There have also been past instances where the government’s promises to the Taliban’s were not kept, resulting in a loss of faith of the latter. The Taliban also does not yet recognise the Afghan government, and is eager to have direct talks with the US bypassing the government, provided the US removes its troops from the country. However, if the US does remove forces, there is no guarantee that the Taliban will not lash back with full force like the Mujahideens did in the past, or that Pakistan will not attempt to subdue its north-western neighbour once again. These loose ends signify that though the Kabul Process is the most concrete peace initiative since 2001, it is perhaps a one dimensional peace offer. The concerns of the Taliban cannot be looked upon patronisingly. It must be understood that the key to a successful peace negotiation is a complete understanding of the interests of the other party. The peace negotiation has to be a compromise between the Government and the Taliban. Hence, there is a need for a mindset to reach a solution which convinces and reconciles both parties. Peace negotiations of the kind are not short-term efforts aimed at political gain. Through all this, there is the need to identify the final decision-maker. There must be a unanimous decision on who should be the signatories to any peace accord, from among various stake-holders. (The writer is a Research Assistant at Observer Research Foundation, Kolkata Chapter)

Country Reports


$ 20.5-m boost

Giving a significant boost to the economic sector of the country through exports and domestic production, 25 USAID-supported Afghanistan traders have bagged contracts worth $ 20.5 million at the Dubai Gulfood Exhibition, the largest annual food and hospitality show.
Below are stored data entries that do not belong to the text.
PR #26767, opened 2024-01-23
chore: improve SQL parsing

betodealmeida:
### SUMMARY

This is the first PR in a series to improve our SQL parsing, in effort to clean up the code base and make it more secure.

Currently, we have a class called `superset.sql_parse.ParsedQuery` that is used as an interface every time we need to parse or manipulate SQL. There are a few problems with the status quo:

1. Even though the class is called `ParsedQuery`, it's designed to accept a single SQL **statement**, not necessarily a query. For example, it has a `set_or_update_query_limit` method that works only on the first statement, if there are multiple.
2. Even though it's designed to accept a single statement, it doesn't raise an error when instantiated with a query that has multiple statements, so in several places the class is used with a full query.
3. There are multiple places that import `sqlparse` directly to manipulate SQL. For example, when inserting RLS into a query, or when modifying a query to insert a `LIMIT` or `TOP`.
4. In many places we manipulate SQL inefficiently, serializing and deserializing the SQL multiple times.

Ideally we'd have a single abstraction that handles SQL parsing. Superset code should never parse code directly by importing a 3rd party library like `sqlparse`, `sqloxide`, or `sqlglot`; instead, it should only call the abstraction. Similarly, the abstraction should wrap library specific exceptions (like `sqlglot.errors.ParseError`) with its own.

This PR introduces two new classes that aim to be those abstractions: `SQLScript` and `SQLStatement`. The `SQLStatement` strictly represents a single SQL statement. These classes are instantiated with SQL and an optional engine (a `BaseEngineSpec.engine` attribute), and should provide all the methods needed for manipulating and introspecting SQL queries and statements. The initial implementation uses `sqlglot`, but the clean interface allows the parser to be changed in the future if we want.

My plan for improving the SQL parsing is first to get rid of code outside of `sql_parse.py` that using `sqlparse` directly:

- [x] Introduce `SQLScript` and `SQLStatement`, and replace any simple calls to `sqlparse` with calls to the new classes (this PR).
- [ ] Implement a custom `SQLStatement` class for `Kusto`, since [it doesn't use conventional SQL](https://learn.microsoft.com/en-us/azure/data-explorer/kusto/query/).
- [ ] Implement `insert_rls_in_predicate` inside `SQLStatement`.
- [ ] Implement `get_cte_query` inside `SQLStatement`.
- [ ] Implement `apply_top_to_sql` in `SQLStatement`.

At this point we should have `sqlparse` being used only inside `sql_parse.py` by `ParsedQuery`. The last steps would be:

- [ ] Replace all calls to `ParsedQuery` with calls to the new classes.
- [ ] Get rid of the `sqlparse` dependency.

Note that despite the big changes, no public interfaces will change. Also, we've been gradually changing the parser due to security issues, having introduced `sqlglot` as a dependency in https://github.com/apache/superset/pull/26476. Because of this, I thought it wouldn't be necessary to write a SIP. I'm happy to write one if people think it's necessary.

N/A

### TESTING INSTRUCTIONS

Updated unit tests, with mostly cosmetic changes because the SQL pretty-printing has changed.

### ADDITIONAL INFORMATION

- [ ] Has associated issue:
- [ ] Required feature flags:
- [ ] Changes UI


superset-frontend/src/SqlLab/actions/sqlLab.js
```diff
@@ -912,6 +912,7 @@ export function formatQuery(queryEditor) {
     const { sql } = getUpToDateQuery(getState(), queryEditor);
     return SupersetClient.post({
       endpoint: `/api/v1/sqllab/format_sql/`,
+      // TODO (betodealmeida): pass engine as a parameter for better formatting
```
betodealmeida, line 915: This is a nice benefit of this change: we can now have DB-specific formatting.

superset/connectors/sqla/models.py
```diff
@@ -1414,26 +1415,6 @@ def mutate_query_from_config(self, sql: str) -> str:
     def get_template_processor(self, **kwargs: Any) -> BaseTemplateProcessor:
         return get_template_processor(table=self, database=self.database, **kwargs)
 
-    def get_query_str_extended(
```
betodealmeida, line 1417: This method is **identical** to the base class.

superset/connectors/sqla/models.py
```diff
@@ -1475,33 +1456,6 @@ def get_from_clause(
 
         return from_clause, cte
 
-    def get_rendered_sql(
```
betodealmeida, line 1478: This method is **identical** to the base class.

superset/db_engine_specs/postgres.py
```diff
@@ -281,8 +281,9 @@ def get_default_schema_for_query(
         This method simply uses the parent method after checking that there are no
         malicious path setting in the query.
         """
-        sql = sqlparse.format(query.sql, strip_comments=True)
-        if re.search(r"set\s+search_path\s*=", sql, re.IGNORECASE):
+        statement = SQLStatement(query.sql)
+        settings = statement.get_settings()
+        if "search_path" in settings:
```
betodealmeida, line 286: Look, ma! No regexes! 😄

superset/sql_parse.py
```diff
@@ -252,6 +253,163 @@ def __eq__(self, __o: object) -> bool:
         return str(self) == str(__o)
 
 
+def extract_tables_from_statement(
```
betodealmeida, line 256: This function was originally a method in `ParsedQuery`.

superset/sql_parse.py
```diff
@@ -252,6 +253,163 @@ def __eq__(self, __o: object) -> bool:
...
+        Table(
+            source.name,
+            source.db if source.db != "" else None,
+            source.catalog if source.catalog != "" else None,
+        )
+        for source in sources
+    }
+
+
+def is_cte(source: exp.Table, scope: Scope) -> bool:
```
betodealmeida, line 304: This function was originally a method in `ParsedQuery`.

mistercrunch (commented):
Few comments:
- Let's remove `sqlparse` from setup.py and requirements. I noticed `pip-compile-multi` was SUPER slow last time I tried it
- about the description and now improved support for multi-statements, are all the cases covered by new tests in `sql_parse_tests.py`?

villebro:
I think this is a welcome change and a move in the right direction, but I feel a big change like this should probably be discussed in the form of a SIP first. I anticipate the final implementation to end up looking similar to this PR, but it may be beneficial to discuss the change first before jumping directly into the code.

betodealmeida:
> I think this is a welcome change and a move in the right direction, but I feel a big change like this should probably be discussed in the form of a SIP first. I anticipate the final implementation to end up looking similar to this PR, but it may be beneficial to discuss the change first before jumping directly into the code.

SIP here: https://github.com/apache/superset/issues/26786

villebro:
Thanks @betodealmeida !

betodealmeida:
https://github.com/apache/superset/issues/26786 approved!

superset/sql_parse.py
```diff
@@ -252,6 +253,182 @@ def __eq__(self, __o: object) -> bool:
...
+
+        """
+        settings: dict[str, str] = {}
+        for statement in self.statements:
+            settings.update(statement.get_settings())
+
+        return settings
+
+
+class SQLStatement:
```
mistercrunch, line 366: Looking at the class design in this module, this looks like it really extract the first statement from a set of statement. It may not be for this PR, but ideally the classes become a better representation of the real word. Maybe there's a notion of a `SqlScript` or `SqlStatementCollection`, that's an array of other SQL objects like `SqlQuery`, `SqlDMLCommand`, ...

Maybe there's benefit in having inheritance defined there where a SqlQuery and DmlCommand are both derivative or `SqlStatement`

tests/integration_tests/core_tests.py
```diff
@@ -537,7 +537,7 @@ def test_mssql_engine_spec_pymssql(self):
         )
 
     def test_comments_in_sqlatable_query(self):
-        clean_query = "SELECT '/* val 1 */' as c1, '-- val 2' as c2 FROM tbl"
+        clean_query = "SELECT\n  '/* val 1 */' AS c1,\n  '-- val 2' AS c2\nFROM tbl"
```
mistercrunch, line 540: [suggesting] it could be good to have some sort of reusable `compare_sql(strict=False, case_sensitive=False, disregard_schema_prefix=True)` function that could be reused in unit tests. Maybe it's a method of `ParseQuery` (`is_identical` or `is_similar`)

mistercrunch (commented):
Left some comments. At a high level the main thing for me would be to clarify the object model and inheritance scheme for the SQL-related utilities. At a high level thinking about this, it sits close to db_engine_spec or at least relate to it in some ways.

superset/sql_parse.py
betodealmeida: Not just the first. The hierarchy is that a `SQLQuery` has 0+ `SQLStatement`s. When you pass a SQL query to `SQLQuery` it will split the query into statements, and instantiate one `SQLStatement` for each one. The `SQLStatement._parse_statement` validates that the SQL passed corresponds to exactly one statement, which is why it looks like it's extracting the first one.

This is done because today in the codebase there's an implicit assumption that a `ParsedQuery` represents a single statement, but because this is not enforced there are many places in the code that pass a full query to it when using methods that really don't care.

superset/sql_parse.py
```diff
@@ -22,12 +22,13 @@
 import urllib.parse
 from collections.abc import Iterable, Iterator
 from dataclasses import dataclass
-from typing import Any, cast, Optional
+from typing import Any, cast, Optional, Union
```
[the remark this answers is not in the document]
betodealmeida: Ah, I like this!

@john-bodley, you did some work on reorganizing the codebase, what are your thought here?

superset/sql_parse.py
```diff
@@ -252,6 +253,182 @@ def __eq__(self, __o: object) -> bool:
...
+        return statements[0]
+
+    def format(self, comments: bool = True) -> str:
+        """
+        Pretty-format the SQL statement.
+        """
+        write = Dialect.get_or_raise(self._dialect)
+        return write.generate(self._parsed, copy=False, comments=comments, pretty=True)
+
+    def get_settings(self) -> dict[str, str]:
```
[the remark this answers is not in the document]
betodealmeida: This method is meant for statements that set parameters using the `SET foo = 'bar'` syntax, which seems to be more universal than `USE ...`. We have a few DB engine specs that need to know if `search_path` was set to something different for security reasons, which is why I added this method. And while today it's used just to check for the `search_path,` I used a more generic name because in the future it could be leveraged in different ways.

I agree that there's functionality here that is DB-specific, but I'm hoping to address that by always requiring the dialect to be specified together with the SQL when instantiating the `SQLStatement`, so we can leave the heavy work to `sqlglot`. If we need custom functionality we can always subclass the `SQLStatement` for specific dialects, though hopefully we'd be able to avoid that by implementing the dialect upstream in `sqlglot` directly.

The main reason for having DB-specific handling here and not in the DB engine specs is that I'd like for all the SQL parsing to be done only by these new classes, so we can have a cleaner interface. So I actually want to remove the custom DB engine spec methods that are related to SQL parsing that exist today, since the DB engine specs already do too much.

tests/integration_tests/core_tests.py
betodealmeida: Yeah, good point, I'll add that!

superset/sql_parse.py
eschutho: I had a similar question, reading `SQLQuery` as solely a data retrieval query or a type of statement, rather than a collection of statements. `SQLInstruction` as another option?

superset/sql_parse.py
```diff
@@ -252,6 +253,182 @@ def __eq__(self, __o: object) -> bool:
...
+    ) -> exp.Expression:
+        """
+        Parse a single SQL statement.
+        """
+        statements = [
+            statement
+            for statement in sqlglot.parse(sql_statement, dialect=dialect)
+            if statement
+        ]
+        if len(statements) != 1:
```
mistercrunch, line 404: Super minor, but here you could fail faster (assuming that sqlglot.parse is a generator), meaning you could:
```python
has_statement = False
for statement in sqlglot.parse(sql_statement, dialect=dialect):
    if has_statement and statement:
        raise{...}
    else:
        has_statement = True
 ```

File: superset/sql_parse.py (hunk 10 above)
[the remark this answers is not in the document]
Comment (mistercrunch) [reply superset/sql_parse.py:416]: Oh sorry I got confused on my previous comment, I read the `SET` as a `USE` and commented based on that. I guess they both have something in comment as they are context-related statements.

File: superset/sql_parse.py (hunk 11 above)
Comment (betodealmeida) [reply superset/sql_parse.py:404]: Ah, good idea. Unfortunately I tested and it doesn't seem to be the case:

```python
import time

import sqlglot

padding = "a" * 100000000
start = time.time()
for stmt in sqlglot.parse(f"SELECT 'small'; SELECT 'la{padding}rge';"):
    print(time.time() - start)
```

```bash
$ python test-sqlglot.py
22.041950941085815
22.04202389717102
$
```

rafehi:
Where are we at with this work? There's some additional changes that I'd be willing to take on (https://github.com/apache/superset/pull/19572) but looks like this is a dependency. 

We've made and validated significant performance improvements in our Superset fork, but makes sense to consolidate those into SQLScript and SQLStatement rather than directly replace sqlparse calls with sqlglot.

mistercrunch (approved):
LGTM

eschutho (approved):
I reviewed just the cypress test portion as a code-owner requirement. That LGTM. 👍

mistercrunch:
Hey @betodealmeida , this PR might have broken a Hive-specific test -> https://github.com/apache/superset/actions/runs/8272398041/job/22634142747#step:11:608

It appears to fail after this PR was merged (I noticed since it was failing on some other unrelated PR) and trace it back here. Note that this particular GHA test for Hive runs only when `superset/**` is altered by a PR, that explains why other builds succeeded on `master` since then.

Hive seems to be complaining about a `GROUP BY 1` but from memory it totally supports that. Unclear what's up with the test but I thought you might know more given this PR.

This year India was the lead buyer of the Afghan produce followed by Saudi Arabia. This is likely to greatly benefit Afghanistan, as agriculture forms the backbone of the country’s economy.

Bolstering security

The Afghan national defence and security forces and the US military are preparing to bolster the security of Kabul to protect the people from apprehended large scale attacks of insurgent groups. The idea is to create an inner ring and an outer ring of security. The newly arriving US army advisers would pair with the Afghan troops in this effort and Commandos will carry out intelligence driven raids throughout the city to eliminate all Taliban strongholds and facilitators.

Fresh forces in Faryab

The 209th Shaheen Corps of the Afghan Military stationed in the North of the country has reported the arrival of fresh forces and modern military equipments including warrior helicopters belonging to the Special Operations Forces in the Faryab province of Afghanistan. These will be used in counter terrorism operations in the North where the anti-government insurgent groups are now seeking to expand their foothold. Death of several insurgents due the Afghan Air Force Operations has already been reported.


Bail to Begum Zia

The High Court this week granted bail for four months to opposition Bangladesh Nationalist Party (BNP) chairperson and former Prime Minister Khaleda Zia, who is serving a 5 years jail sentence following her conviction in a corruption case.  Despite the court verdict, Begum Zia remained in the prison since Supreme Court ordered a stay against the decision of the High Court in response to an appeal of the Anti-Corruption Commission, the complainant of the corruption case against Begum Zia.  The bail episode resulted in BNP to express doubt about the impartiality of the judicial process, which they considered politically motivated.

Bangladesh plane crashes in Kathmandu

In an unfortunate incident, a Bangladesh plane having 71 people on board crashed in Kathmandu airport in Nepal. Around 50 people died in the crash. A private company in Bangladesh operated the plane.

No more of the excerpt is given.